This content is part of the Essential Guide: Understand VMware disaster recovery from start to finish

Data replication technologies: What they are and how to use them

Data replication can play a big role in a disaster recovery plan, so make sure you're familiar with the different types of replication and where they work best.

Data replication is the process of copying data from one location to another so you have multiple up-to-date copies. For disaster recovery, replication usually occurs between a primary storage location and a secondary off-site location, which can be hosted by a cloud provider.

Replication is a key technology for disaster recovery and often works in combination with data deduplication, virtual servers, snapshots or the cloud to carry out its role in a disaster recovery plan.

Below, we cover types of data replication technologies, available products and where each type of technology works best. With this helpful guide, learn how to choose the best replication product; the differences between host-, array- and network-based data replication; and how technologies like data deduplication and virtual servers are used for replication and disaster recovery in the data center.

Data replication in DR

Replicas play an important role in disaster recovery. The unexpected nature of disruptive incidents mean that they may not be preventable, but thorough preparation can see you through. Data replication is one way to ensure that you are prepared for a disaster.

Replication creates copies of data at varying frequencies, depending on the data in question and the industry of the organization backing it up. Ideally, data is as up to date as possible, so if you create copies of data frequently, that information won't be obsolete once it is recovered.

Because replicas can often be saved in different locations, they are a good fit for disaster recovery plans that involve a secondary data center or off-site recovery location like the cloud. When deciding between data replication technologies, be sure to keep your DR planning and strategy in mind.

Several factors determine what type of data replication product is best for an organization's data center.

Synchronous and asynchronous replication

Several factors determine what type of data replication product is best for an organization's data center. There are two types of data replication products: synchronous and asynchronous. Synchronous replication writes data to the primary and secondary sites at the same time. With asynchronous replication, there is a delay before the data gets written to the secondary site.

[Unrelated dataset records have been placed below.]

PR #6320, opened 2026-02-22
In handle_map.dynamic_add(), remove redundant assignment

Faker-09:
In handle_map.dynamic_add(), 'item' has been appended to the xar so this additional assignment is unneeded.


gingerBill:
How is this redundant? How else is `item` going to be added otherwise in that branch?

PR #6325, opened 2026-02-23
Update SDL3 to 3.4.2

nowhereware:
These commits update the vendor SDL3 bindings to version 3.4.2. NOTE: I did not update the .lib or .dll files, they'll need to be properly updated based on the released binaries.


Kelimion:
Regrettably can't add the updated libraries, despite "Maintainers are allowed to edit this pull request", because the PR is based on `nowhereware:master`.

Will merge and replace the libraries in a follow-up commit instead.

PR #6331, opened 2026-02-25
[core:text/regex] Follow up to fix #6323 and a test case

### LINKED ISSUE #6323: Invalid regex boundary handling
## Context
Odin:    dev-2026-02-nightly
OS:      Ubuntu 22.04.5 LTS, Linux 6.8.0-94-generic

Taking https://regex101.com/ as a reference regex implementation, with the following regex pattern ``\b[a-z0-9']+\b`` and a string `can, can't, 'can't'` I expect the [iterator](https://pkg.odin-lang.org/core/text/regex/#create_iterator) to match:
```
Capture{pos = [[0, 3]], groups = ["can"]}
Capture{pos = [[5, 10]], groups = ["can't"]}
Capture{pos = [[13, 18]], groups = ["can't"]}
```
but it matches:
```
Capture{pos = [[0, 3]], groups = ["can"]}
Capture{pos = [[5, 10]], groups = ["can't"]}
Capture{pos = [[13, 19]], groups = ["can't'"]}
```

### Reproduce

```odin
package word_count

import "core:strings"
import "core:text/regex"
import "core:fmt"

count_word :: proc(input: string) -> map[string]u32 {
	frequencies := make(map[string]u32)

	lc := strings.to_lower(input)
	defer delete(lc)
	it, _ := regex.create_iterator(lc, `\b[a-z0-9']+\b`)
	defer regex.destroy_iterator(it)

	for capture in regex.match_iterator(&it) {
		word := strings.clone(capture.groups[0])
		if word in frequencies {
			frequencies[word] += 1
			delete(word)
		} else {
			frequencies[word] = 1
		}
	}

	return frequencies
}

main :: proc() {
	fmt.println(count_word("can, can't, 'can't'"))
}
```

GPotoshin:
As was said in the issue discussion I had suspicion that there may be a sibling bug in .Assert_Non_Word_Boundary implementation and I was able to confirm that with `re.findall(r"\B'", "'")` python code. Odin implementation outputed an empty string wherase python gave "'". That is the same bug related to incorrect logic on string ends. This commit makes implementation of those 2 instructions cleaner and correct and adds a test case.

### DIFF
--- a/core/text/regex/virtual_machine/virtual_machine.odin
+++ b/core/text/regex/virtual_machine/virtual_machine.odin
@@ -204,15 +204,8 @@ add_thread :: proc(vm: ^Machine, saved: ^[2 * common.MAX_CAPTURE_GROUPS]int, pc:
 		case .Assert_Word_Boundary:
 			sp := vm.string_pointer+vm.current_rune_size
 
-			left_is_wc := false
-			if sp > 0 {
-				left_is_wc = is_word_class(vm.current_rune)
-			}
-
-			right_is_wc := false
-			if sp < len(vm.memory) {
-				right_is_wc = is_word_class(vm.next_rune)
-			}
+			left_is_wc := sp > 0 && is_word_class(vm.current_rune)
+			right_is_wc := sp < len(vm.memory) && is_word_class(vm.next_rune)
 
 			if left_is_wc != right_is_wc {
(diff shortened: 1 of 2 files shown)


Kelimion:
Thanks for the follow-up, George.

Both types of replication have advantages and disadvantages in a disaster recovery plan. While data is always current between sites with synchronous replication, it is more expensive than asynchronous replication, introduces latency that slows down the primary application and only works over distances up to 300 km. Synchronous replication is preferred for applications with low recovery time objectives that can't abide data loss.

Because asynchronous replication is designed to work over longer distances and requires less bandwidth, it is often a better option for disaster recovery. However, asynchronous replication risks a loss of data during a system outage because data at the target device isn't up to date with the source data. If you're looking for high availability and consistency between primary and secondary copies, synchronous is your best bet.

Array-, host- and network-based replication

Another differentiator between data replication technologies is where the replication takes place. Replication occurs in one of three places: in the storage array, at the host (server) or in the network. Each replication location has benefits and drawbacks. Most replication still occurs at the array, although that is changing as host- and network-based options improve.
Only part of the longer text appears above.